» GIVEN ENTRIES:
========================================

PR #3591, opened 2017-06-02
Remove IServiceManager.AddService(Type)

AlexanderSher:
Remove `IServiceManager` method that almost not used and can be replaced with existing extension method


MikhailArkhipov:
👍

PR #3595, opened 2017-06-04
MinGW host

int19h:
These are the changes necessary on RTVS side to use the new MinGW-based R host.

Note that after this is merged, you will need to follow [these instructions](https://github.com/Microsoft/R-Host/blob/5c737e84cc800ebf7710ef38fe016e930e3f4409/BUILDING-WIN32.md) in order to set up the build environment for the host.


src/Package/Impl/Microsoft.VisualStudio.R.Package.csproj
```diff
@@ -1604,20 +1605,15 @@
       <VSIXSourceItem Include="$(OutputPath)\Microsoft.CodeAnalysis.CSharp.dll" />
       <VSIXSourceItem Include="$(OutputPath)\Microsoft.CodeAnalysis.dll" />
       <VSIXSourceItem Include="$(OutputPath)\libuv.dll" />
-      <VSIXSourceItem Include="$(OutputPath)\zip.dll" />
+      <VSIXSourceItem Include="$(OutputPath)\libzip-5.dll" />
+      <VSIXSourceItem Include="$(OutputPath)\libwinpthread-1.dll" />
```
int19h: @MikhailArkhipov We also need the corresponding change in setup.

int19h:
Should I go ahead and merge?

AlexanderSher:
👍

Issue #150, opened 2015-10-09
R Environment window stops working after you reset your session


huguesv:
You won't see any variables displayed after you've reset.  Restarting VS makes it work again.

PR #3604, opened 2017-06-06
Bug fixes

MikhailArkhipov:
- Fix F1 in `Tools | Options | R Tools | Advanced` - `#150` should be actual English string
- Fix occasional exception when  roaming settings are incompatible
- Remove `Install MRC` and 'Check for Updates` from 2017 as former is part of VS setup and latter doesn't make sense
- Update VS SDK tools to shipped


AlexanderSher:
👍

PR #3629, opened 2017-06-14
Client side fixes needed for help.

karthiknadig:


src/Linux/Host/Broker/Impl/Services/LinuxRHostProcessService.cs
```diff
@@ -45,78 +45,32 @@ class LinuxRHostProcessService : IRHostProcessService {
...
+        private void SetEnvironmentVaraibleIfAvailable(Dictionary<string,string> environment, string key) {
             var value = Environment.GetEnvironmentVariable(key);
-            if (string.IsNullOrEmpty(value) && !_defaultEnvironment.TryGetValue(key, out value)) {
-                return string.Empty;
+            if (!string.IsNullOrEmpty(value)) {
+                environment.Add(key, value);
             }
-            return value;
         }
-        private static readonly IDictionary<string, string> _defaultEnvironment = new Dictionary<string,string>(){
```
AlexanderSher: So there will be no defaults?

int19h: We shouldn't be in the business of providing any of these - if they're not inherited from the parent environment, R itself chooses the appropriate defaults (which may well be different).

PR #3635, opened 2017-06-16
Bunch of fixes

### LINKED ISSUE #3349: Help/Shiny does not work on linux
I had to change the HTTP request handler. Something might have broken during the change.

karthiknadig:
fixes #3349.
Few other bugs discovered while testing.

### DIFF
--- a/src/Host/Broker/Impl/Microsoft.R.Host.Broker.csproj
+++ b/src/Host/Broker/Impl/Microsoft.R.Host.Broker.csproj
@@ -23,6 +23,7 @@
     <PackageReference Include="Microsoft.Extensions.Options.ConfigurationExtensions" Version="1.1.1" />
     <PackageReference Include="System.Net.NetworkInformation" Version="4.3.0" />
     <PackageReference Include="System.Net.Requests" Version="4.3.0" />
+    <PackageReference Include="System.Net.WebSockets.Client" Version="4.3.1" />
     <PackageReference Include="System.ValueTuple" Version="4.3.0" />
   </ItemGroup>
   <ItemGroup Condition="'$(TargetFramework)' == 'netstandard1.6'">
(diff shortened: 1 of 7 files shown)


src/Host/Broker/Impl/Microsoft.R.Host.Broker.csproj
```diff
@@ -23,6 +23,7 @@
     <PackageReference Include="Microsoft.Extensions.Options.ConfigurationExtensions" Version="1.1.1" />
     <PackageReference Include="System.Net.NetworkInformation" Version="4.3.0" />
     <PackageReference Include="System.Net.Requests" Version="4.3.0" />
+    <PackageReference Include="System.Net.WebSockets.Client" Version="4.3.1" />
```
MikhailArkhipov: Does it need to be added to `<VSIXSourceItem>` in package as well as to Wix (remote setup) and `swix` in RTVS-pr?

src/Host/Broker/Impl/RemoteUri/RemoteUriHelper.cs
```diff
@@ -22,27 +23,17 @@ public class RemoteUriHelper {
...
                     }
 
-                    var response = await client.SendAsync(request);
-                    HttpStatusCode statusCode = response.StatusCode;
-                    if (statusCode != HttpStatusCode.SwitchingProtocols) {
-                        response.Dispose();
-                    } else {
-                        string respSubProtocol = response.Headers.GetValues(Constants.Headers.SecWebSocketProtocol).FirstOrDefault();
-                        // TODO: match sub protocols.
+                    clientWebsocket.Options.KeepAliveInterval = TimeSpan.FromMinutes(10);
```
AlexanderSher: Can we write a test for this, or it will be too complicated?

src/Host/Broker/Impl/Microsoft.R.Host.Broker.csproj
karthiknadig: Doesn't look like it for this one. However, i did find one that was not added.

src/Host/Broker/Impl/RemoteUri/RemoteUriHelper.cs
karthiknadig: Work item to write tests for help and shiny: #3640

PR #3647, opened 2017-06-23
Fix crash and accessibility issue

MikhailArkhipov:
User and Watson reported.
Add accessible name to R argument field


karthiknadig:
👍

AlexanderSher:
👍

PR #3662, opened 2017-06-29
Fix #3019: Way to navigate through history

### LINKED ISSUE #3019: Way to navigate through history
Hi!  I hate to say copy but please have a look at the history feature in RStudio.  It is vastly superior to having a separate history window.

It works within the R Interactive Prompt window.  Just type a few letters of a prior command, then press Ctrl-UpArrow.  A live popup appears with the history in order **and filtered** to commands that begin with the typed letters.  The last item highlighted ready to select.

This is a mouse-free solution, about 2 keystrokes, and all the action is from within the interactive window.  

I can only get about 30% of the same feeling in MSVS, I press Ctrl-4, and then tab 5 times to get the search box.  Type some letters. Press tab again only to land on the first item instead of the last.  Thenplay with down arrow or end.  Select it by pressing return (and then can't see it run) and then press Ctrl-2 to hide the history.  The next time the Ctrl-4 is pressed the tab sequence changes because it remembers the position in the list. 

If this is already available please provide the hotkey.   Thanks for your consideration!

P.S. I see Alt-UpArrow would work great if it would simply match against any already-typed letters.

AlexanderSher:


src/Common/Core/Impl/Extensions/StringExtensions.cs
```diff
@@ -22,6 +23,43 @@ public static class StringExtensions {
...
+                if (i < 0) {
+                    break;
+                }
+
+                yield return i;
+                i = allowOverlap ? i + value.Length : i + 1;
+            }
+        }
+
+        public static bool IsStartOfNewLine(this string s, int index, bool ignoreWhitespaces = false) {
```
MikhailArkhipov: Whitespace.IsNewLineBeforePosition might work too (class can be moved to Core if needed)

MikhailArkhipov:
👍

src/Common/Core/Impl/Extensions/StringExtensions.cs
AlexanderSher: There is a difference between those two methods for `position == 0`. `IsStartOfNewLine` will return `true`, while `IsNewLineBeforePosition` will return `false`.

Issue #3670, opened 2017-06-30
Replace standard ping with port ping


karthiknadig:
https://blogs.msdn.microsoft.com/mast/2014/06/22/use-port-pings-instead-of-icmp-to-test-azure-vm-connectivity/

Issue #3668, opened 2017-06-29
Unicode output appears broken


MikhailArkhipov:
See `UnicodeOutput` test

```
{#101# ! [
  " \"日本語\"\u0000\u0000\u0000"
] <blob content="" />}
```

Should not be sending trailing zeroes

karthiknadig:
@int19h I think doing a resize with the value returned by RString2Unicode should fix this. Any comments on that?
```
if (cch > 0) {
    ws.resize(cch);
    int nc = RString2Unicode(&ws[0], (char*)buf, len);
    ws.resize(nc);
}
```

int19h:
Yep, that sounds right.

PR #3672, opened 2017-06-30
Bunch of fixes.

karthiknadig:
#3670, #3668


src/Common/Core/Impl/Microsoft.R.Common.Core.csproj
```diff
@@ -36,6 +36,19 @@
...
+  </ItemGroup>
+  <ItemGroup>
+    <EmbeddedResource Update="Resources.resx">
+      <Generator>ResXFileCodeGenerator</Generator>
+      <LastGenOutput>Resources.Designer.cs</LastGenOutput>
+    </EmbeddedResource>
+  </ItemGroup>
   <Import Project="Sdk.targets" Sdk="Microsoft.NET.Sdk" />
   <Import Project="$(SourceDirectory)R.Build.Version.targets" />
   <Import Project="$(SourceDirectory)R.Build.Sign.targets" />
```
MikhailArkhipov: Should be Build.Loc target then since you've added resources

src/Common/Core/Impl/Net/Network.cs
```diff
@@ -18,20 +18,18 @@ public static class NetworkExtensions {
...
-                if (reply.Status != IPStatus.Success) {
-                    return reply.Status.ToString();
-                }
-            } catch (PingException pex) {
-                var pingMessage = pex.InnerException?.Message ?? pex.Message;
-                if (!string.IsNullOrEmpty(pingMessage)) {
-                    return pingMessage;
+                using (TcpClient pingClient = new TcpClient()) {
+                    var pingTask = pingClient.ConnectAsync(url.Host, url.Port);
+                    if (await Task.WhenAny(pingTask, Task.Delay(timeout)) == pingTask) {
```
MikhailArkhipov: Should we port this to Release/1_0

src/Common/Core/Impl/Microsoft.R.Common.Core.csproj
karthiknadig: Actually, I think i should move this to Client. It is used only there. and avoid creating a new Resources file.

MikhailArkhipov:
Let's port ping fix to Release
👍

src/Common/Core/Impl/Net/Network.cs
karthiknadig: Yes.

Issue #3639, opened 2017-06-19
Linux: Restrict users by Group


karthiknadig:
We do this check currently on windows and not on Linux.

Issue #3661, opened 2017-06-28
object 'bringToTop' of mode 'function' was not found


karthiknadig:
Error message seen when connected to a linux machine. 

```
Error in get(function_name, package_spec, mode = "function") : 
  object 'bringToTop' of mode 'function' was not found
```

This does not block working with linux.

PR #3684, opened 2017-07-05
Check user group in linux and minor fixes

karthiknadig:
Fixes: #3639, #3661

### DIFF
--- a/src/Linux/Host/Broker/Impl/Services/Utility.cs
+++ b/src/Linux/Host/Broker/Impl/Services/Utility.cs
@@ -46,7 +46,7 @@ namespace Microsoft.R.Host.Broker.Services {
             return proc;
         }
 
-        public static bool AuthenticateUser(ILogger<IAuthenticationService> logger, IProcessServices ps,  string username, string password, out string profileDir) {
+        public static bool AuthenticateUser(ILogger<IAuthenticationService> logger, IProcessServices ps,  string username, string password, string allowedGroup, out string profileDir) {
             bool retval = false;
             Process proc = null;
             string userDir = string.Empty;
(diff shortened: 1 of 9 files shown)


src/Linux/Host/Broker/Impl/Services/Utility.cs
```diff
@@ -46,15 +46,15 @@ public class Utility {
             return proc;
         }
 
-        public static bool AuthenticateUser(ILogger<IAuthenticationService> logger, IProcessServices ps,  string username, string password, out string profileDir) {
+        public static bool AuthenticateUser(ILogger<IAuthenticationService> logger, IProcessServices ps,  string username, string password, string allowedGroup, out string profileDir) {
```
MikhailArkhipov: Looks like it could belong to `IAuthenticationService`

src/Linux/Native/RunAsUser/src/main.cpp
```diff
@@ -31,13 +31,15 @@ static constexpr int RTVS_AUTH_OK           = 0;
 static constexpr int RTVS_AUTH_INIT_FAILED = 200;
 static constexpr int RTVS_AUTH_BAD_INPUT   = 201;
 static constexpr int RTVS_AUTH_NO_INPUT    = 202;
+static constexpr int RTVS_AUTH_NOT_ALLOWED = 203;
```
MikhailArkhipov: Could we use there constants up above in the switch instead of `case 203:`

src/Linux/Host/Broker/Impl/Services/Utility.cs
karthiknadig: That is actually called by `IAuthenticationService` implementation for Linux, i.e., `LinuxAuthenticationService`.

src/Linux/Native/RunAsUser/src/main.cpp
```diff
@@ -438,8 +434,55 @@ int authenticate_and_run(const picojson::object& json) {
...
+            if (!gp) {
+                err = errno;
+                logf(log_verbosity::minimal, "Error [getgrnam]:[%d] %s\n", err, strerror(err));
+                return err;
+            }
+
+            gid_t allowed_gid = gp->gr_gid;
+
+            int ngroups = 1000;
+            gid_t *user_groups = calloc_or_exit<gid_t*>(ngroups, sizeof(gid_t));
```
int19h: It looks like this is freed immediately in the same block, and no other function takes ownership, so this should probably just be `std::vector<gid_t*>`.

PR #25, opened 2018-05-31
Feature/s1.2.5 cancel holiday request

peter-drysdale:
Cancel holiday calls in place (awaiting endpoints), confirmation checks added to holiday cancel and user sign out.


ghost:
Should we be ignoring the dist/bundle.js file?

BrownMark:
@girwinuno I think we have the dist folder in .gitignore, but it was done after it was checked in. we should remove it from the repo

web-app/src/components/BookedLeave/container.js
```diff
@@ -34,13 +38,71 @@ export default Wrapped =>
         });
     }
 
+    canCancelHoliday = (holiday) => {
```
bgribz, line 37: It'd be nicer to have this arrow function style for `cancelHoliday` and `handleCancelHoliday` as well - it would get rid of the icky binding in the constructor :)

web-app/src/components/BookedLeave/container.js
```diff
@@ -15,8 +15,12 @@ export default Wrapped =>
       this.state = {
         bookedHolidays: [],
       };
+
+      this.cancelHoliday = this.cancelHoliday.bind(this);
+      this.handleCancelHoliday = this.handleCancelHoliday.bind(this);
```
William-Unosquare: Remove the bind lines here. The reason these lines are necessary is to bind the `this` context to the component's class. Another (and better) way to do this with ES6 is to use the arrow syntax when creating these methods, which keeps the `this` context of the parent (in this case the component class). 

Eg:

```
cancelHoliday = holiday => {
 ...
}
```

web-app/src/components/BookedLeave/container.js
peter-drysdale: and that's done and pushed :-)

ghost:
Looking good Peter, looking good.

ghost (approved):
Nice!

web-app/src/components/BookedLeave/container.js
ghost: 👍

William-Unosquare (changes requested):
Just a quick ES6 change. Tried to explain as best as I could what's going on with this. Otherwise looks good to me. 👍 

Edit: 

Looks like I was beat to it, approved :)

William-Unosquare (approved):

ghost:
The rumours are @peter-drysdale  that you love JS and want to be a purely sole front end developer.....welcome to the community.

peter-drysdale:
I feel so warm and fuzzy inside!

PR #26, opened 2018-06-01
Feature/s1.1.1 create user

William-Unosquare:
Adds a component that contains a form which allows the creation of a new user. It has some error handling and success logic which should be good enough for MVP.

Because we don't know where this is going yet, it's not visible in the component but can be added wherever needed.

### DIFF
--- a/web-app/src/components/CreateUser/index.jsx
+++ b/web-app/src/components/CreateUser/index.jsx
@@ -107,7 +107,7 @@ const CreateUser = props => {
           <Button label="Create User" onClick={submitForm} disabled={loading} />
         </form>
         <Errorbox error={error} label="Error creating user" />
-        {success ? <p>User created successfully!</p> : null}
+        {success && <p>User created successfully!</p>}
       </Container>
     </Card>
   );
--- a/web-app/src/components/CreateUser/index.jsx
+++ b/web-app/src/components/CreateUser/index.jsx
@@ -1,0 +1,126 @@
+import React from 'react';
+import { PropTypes as PT } from 'prop-types';
+import { Container } from './styled';
+import container from './container';
+import { Card, Button, Errorbox } from '../common';
+import DatePicker from 'react-datepicker';
+
+const CreateUser = props => {
+  const {
+    formData,
+    submitForm,
+    formChanged,
+    startDateChanged,
+    error,
+    success,
+    loading,
+  } = props;
+  const {
+    forename,
+    surname,
+    email,
+    password,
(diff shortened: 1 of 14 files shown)


web-app/src/components/common/Button/index.js
```diff
@@ -2,9 +2,13 @@ import React from 'react';
 import { PropTypes as PT } from 'prop-types';
 import { Container } from './styled';
 
-const Button = ({label, onClick}) => (
-  <Container onClick={onClick}>{label}</Container>
-);
+const Button = props => {
+  return (
+    <Container onClick={props.onClick} {...props}>
```
bgribz: Can probs remove this `onClick` and leave it as `{...props}`

web-app/src/components/common/Button/styled.js
```diff
@@ -1,11 +1,20 @@
...
   text-align: center;
-  box-shadow: 0px 2px 2px rgba(0,0,0,0.1);
+  box-shadow: 0px 2px 2px rgba(0, 0, 0, 0.1);
   padding: 10px;
   border-radius: 4px;
+  width: 100%;
+  border: none;
+  font-size: 1em;
+  font-weight: bold;
+  ${({ disabled }) =>
```
bgribz: Could we integrate this into the `background` prop above?

web-app/src/components/common/Errorbox/index.jsx
```diff
@@ -0,0 +1,21 @@
+import React from 'react';
+import { PropTypes as PT } from 'prop-types';
+import { ErrorContainer } from './styled';
+
+const Errorbox = props => {
+  return props.error ? (
```
bgribz: Nicer to do an implicit return, and also drop the ternary for `props.error && ...`

web-app/src/components/CreateUser/index.jsx
```diff
@@ -0,0 +1,126 @@
...
+            <DatePicker
+              selected={startDate}
+              onChange={startDateChanged}
+              disabled={loading}
+            />
+          </label>
+          <Button label="Create User" onClick={submitForm} disabled={loading} />
+        </form>
+        <Errorbox error={error} label="Error creating user" />
+        {success ? <p>User created successfully!</p> : null}
```
bgribz: `success && ...`

bgribz (changes requested):
Few style changes but otherwise great.

bgribz (approved):

PR #28, opened 2018-06-04
Feature/show holidays on calendar and list

fraser-uno:
Added in the dates to the Big Calendar
Also added a Modal that lists all the holidays you've requested. 

Just showing the dates atm, not plugging in the status of the request (Requested, Pending etc) that we may use for styling events on the calendar


web-app/.env
```diff
@@ -1 +1 @@
-DOMAIN='http://localhost:8081'
\ No newline at end of file
+DOMAIN='http://localhost:8081'
```
bgribz: Is there something fishy going on with our `.gitignore`?

web-app/src/components/Leave/index.jsx
```diff
@@ -2,16 +2,36 @@ import React from 'react';
 import { PropTypes as PT } from 'prop-types';
 import container from './container';
 import { Card } from '../common/';
+import { Button } from '../common'
+import { Container, Content } from '../common/Modal/styled';
```
bgribz: It'd be better if we exported the Modal as its own component from `common`, rather than grabbing the styled components that it would use - if that makes sense.

web-app/src/pages/Dashboard/container.js
```diff
@@ -27,11 +28,15 @@ const DashboardContainer = Wrapped =>
     }
 
     componentDidMount() {
+      var self = this;
```
William-Unosquare: What's this doing?

web-app/src/pages/Dashboard/container.js
```diff
@@ -42,6 +47,39 @@ const DashboardContainer = Wrapped =>
         });
     }
 
+    getTakenHolidays() {
+      var self = this;
```
William-Unosquare: 👀 ?

web-app/src/pages/Dashboard/container.js
bgribz: I don't think this should be needed. Or, if it is, let's refactor so it's not lol

bgribz (changes requested):
Just a few things I noticed at a quick glance.

web-app/src/pages/Dashboard/container.js
```diff
@@ -42,6 +47,39 @@ const DashboardContainer = Wrapped =>
...
+          });
+        });
+    }
+
+    formatDates(events){
+        var eventsForCalendar = events.map(hol => {
+          return {
+           id: hol.holidayId,
+           title: `${hol.employee.forename} - Annual Leave`,
+           allDay: hol.halfDay ? false : true,
```
William-Unosquare: Use `allDay: !hol.halfDay`

William-Unosquare (changes requested):

web-app/src/pages/Dashboard/container.js
fraser-uno: Oh shit forgot to refactor this. 
I had a Promise in there which made 'this' refer to the Promise

fraser-uno: Yep, forgot to refactor that after removing a promise that wasn't needed

William-Unosquare (approved):

bgribz (approved):

PR #29, opened 2018-06-04
Fix/login 401 bug

William-Unosquare:
- Fixes issue where our Axios instance attempted to retrieve the token from the localStorage once, leading it to stay undefined if the user wasn't logged in when this was attempted. There's now an interceptor (think middleware for our requests) that re-retrieves the token.

- A bunch of code refactoring around how we got the user's info. Namely, it all comes from the initial dashboard `getUserInfo` call, instead of bits being hacked together from the email. The `getUserInfo` request now uses an ID call instead of getUserByFirstnameAndLastname.


web-app/src/components/common/Errorbox/styled.js
```diff
@@ -1,18 +1,25 @@
 import styled from 'styled-components';
 
 export const ErrorContainer = styled.div`
+<<<<<<< HEAD
```
bgribz: Missed a wee conflict here

web-app/src/hoc/withAuth.js
```diff
@@ -36,12 +32,7 @@ const withAuth = AuthComponent => {
         return <Redirect to="/login" />;
       }
       if (this.state.user) {
-        return (
-          <AuthComponent
-            user={{ ...this.state.user, ...UserInfo }}
-            {...this.props}
-          />
-        );
+        return <AuthComponent user={{ ...this.state.user }} {...this.props} />;
```
bgribz: Can this not just be `user={this.state.user}`? Or even `{...this.state}`

bgribz (changes requested):
Just a few things I noticed looking over this

web-app/src/components/common/Errorbox/styled.js
William-Unosquare: Good spot... Don't know why this hasn't been picked up by my editor or Github 😕

bgribz (approved):

PR #30, opened 2018-06-05
Fix/hidden conflicts

William-Unosquare:
A hotfix because more hidden conflicts that weren't flagged by anything popped up.


bgribz:
This seems to be adding conflicts :sweat_smile:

========================================

» REQUIREMENT:
Show every line from the listing that contains "forename".

» ANSWER FOR THIS EXERCISE:
+    forename,
+           title: `${hol.employee.forename} - Annual Leave`,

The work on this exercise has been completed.